The Best Available Coach
We know that professional coaching is very helpful in improving the performance of both managers and their teams. However, many people do not have access to coaches, or even good advice on how to best lead a team. Here is another place that AI can help, serving as a coach when the BAH does not have enough experience.
As one example, consider After Action Reviews. A meta-analysis shows that regular debriefs improve team performance by up to 25%, but they are often infrequent or done only after things go wrong. As an alternative, this prompt we developed sets up GPT-4 to walk you through the process of doing a team After Action Review:
As you can see from the results, while it may not be as good as an experienced professional, it is a pretty solid Best Available Coach if you don’t have access to a human who can provide assistance.

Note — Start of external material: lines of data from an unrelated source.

Issue #556, opened 2024-11-12
Analytics `--with-meta` flags does not work


petrkozorezov:
```
> analytics --with-meta "select 1"
╭───┬────┬─────────╮
│ # │ $1 │ cluster │
├───┼────┼─────────┤
│ 0 │  1 │ prod    │
╰───┴────┴─────────╯
```

Westwooo:
Fixed, but the results stream is consumed when the with-meta flag is used, see PR comments for further explanation.

PR #561, opened 2024-12-06
Fix with meta flag for analytics queries

Westwooo:
Addresses: https://github.com/couchbaselabs/couchbase-shell/issues/556

This change means that the results of an analytics query will not be streamed when the with-meta flag is used, this behaviour will need to be documented. It would be possible to have the meta returned and still stream the queries, but this has two issues: 

1) The output table would be mostly empty as all the rows will have the metadata columns but these would all be empty
2) The purpose of streaming results is to prevent reading them to memory by streaming to a file, but the format of the metadata means that it cannot be saved to file in a streaming manner.

### DIFF
--- a/src/cli/analytics.rs
+++ b/src/cli/analytics.rs
@@ -9,8 +9,10 @@ use nu_engine::command_prelude::Call;
 use nu_engine::CallExt;
 use nu_protocol::engine::{Command, EngineState, Stack};
 use nu_protocol::{
-    Category, ListStream, PipelineData, ShellError, Signature, Span, SyntaxShape, Value,
+    Category, IntoPipelineData, ListStream, PipelineData, ShellError, Signature, Span, SyntaxShape,
+    Value,
 };
+use nu_utils::SharedCow;
 use std::str::from_utf8;
 use std::sync::{Arc, Mutex};
 use tokio::runtime::Runtime;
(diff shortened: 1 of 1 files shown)


src/cli/analytics.rs
```diff
@@ -164,11 +167,60 @@ fn run(
...
+                .map_err(|e| ShellError::GenericError {
+                    error: format!("failed to read analytics query result: {}", e),
+                    msg: "".to_string(),
+                    span: None,
+                    help: None,
+                    inner: vec![],
+                })?
+            {
+                if !query_results.is_empty() {
+                    query_results.append(&mut vec![b','])
```
chvck, line 183: Why is this needed?

src/cli/analytics.rs
```diff
@@ -164,11 +167,60 @@ fn run(
...
+                .block_on(async { json_streamer.read_epilog().await })
+                .map_err(|e| ShellError::GenericError {
+                    error: format!("failed to read stream epilog: {}", e),
+                    msg: "".to_string(),
+                    span: None,
+                    help: None,
+                    inner: vec![],
+                })?;
+
+            let (start, _) = from_utf8(&epilog).unwrap().split_at(epilog.len() - 1);
```
chvck, line 198: Is there no way that we can create the nu value without manually creating a JSON value?

src/cli/analytics.rs
Westwooo: So that the results are formatted as a list

chvck (approved):

Issue #415, opened 2024-08-27
Check that `--save` works for cb-env register


Westwooo:
The save flag is supposed to update the config file with newly registered clusters. We should check that this is working correctly.

PR #565, opened 2024-12-10
Correct updating of config file when (un)registering clusters

Westwooo:
Addresses: https://github.com/couchbaselabs/couchbase-shell/issues/415

### DIFF
--- a/src/cli/cbenv_register.rs
+++ b/src/cli/cbenv_register.rs
@@ -1,10 +1,7 @@
-use crate::config::{CapellaOrganizationConfig, ClusterConfig, ShellConfig, DEFAULT_KV_BATCH_SIZE};
-use crate::state::State;
-use std::fs;
-use std::sync::{Arc, Mutex, MutexGuard};
-
 use crate::cli::error::generic_error;
-use crate::cli::util::get_username_and_password;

The Imperative of the Best Available
To be clear, I only have hints and intuitions that AI may exceed the BAH standards in entrepreneurship and coaching, and more work will be needed to figure out when, and if, people should be turning to AI for help in these areas. Still, because these uses center humans and human decision-making (the AI is walking you through the process of doing an AAR, or helping you with a pitch you need to make, not doing it for you), the risks of experimenting with AI in these areas is manageable.
The risks are higher when considering the BAH standard for three big areas where access to human experts is limited for many people: education, health care, and mental health. I don’t think our current AIs can do any of these well or safely, yet. At the same time, people are obviously using LLMs for all three things, without waiting for any guidance or professional help. My students are all consulting AI as a normal part of their education, and, anecdotally, use of AI as a therapist or for medical advice seems to be growing. Additionally, startups, often without a lot of expertise, are experimenting with these use cases for AI directly, sometimes without proper safeguards. If professionals do not actively start to explore when these tools work, and when they fail, we may find that people are so used to using AI that they will not listen to the expert advice when it arrives.
And, in addition to mitigating the downside risks, the upside of actually starting to address the startling global inequality in education, health care, and mental health services would be incalculable. For many people, the Best Available Human is nobody. There are early signs that AI can be helpful in these spaces, whether that is Khan Academy’s Khanmigo as an early universal tutor; results suggesting chatbots can answer common medical questions well; or evidence that LLMs can do a good job detecting some mental health issues. But these are hints only. We need careful study to understand if the AI ever reaches BAH standards in these spaces, and likely would need additional product development and research before these tools are deployed. But, with such great potential for gain, and the danger of being overtaken by events, I think experts need to move fast.
We are in a unique moment, where we have access to, in the words of my co-author Prof. Karim Lakhani, “infinite cognition” - a machine that, while it does not really think, can do a lot of tasks that previously required human thought. As a result, we can now try to solve intractable problems. Old and hard problems. Problems that we thought were fundamentally limited by the limited number of humans willing to help solve them. Not all of these problems will be solved by AI, and some might be made worse, but it is an obligation on all of us to start considering, pragmatically, how to use the AIs we have to make the world a better place. We can play a role in actively shaping how this technology is used, rather than waiting to see what happens.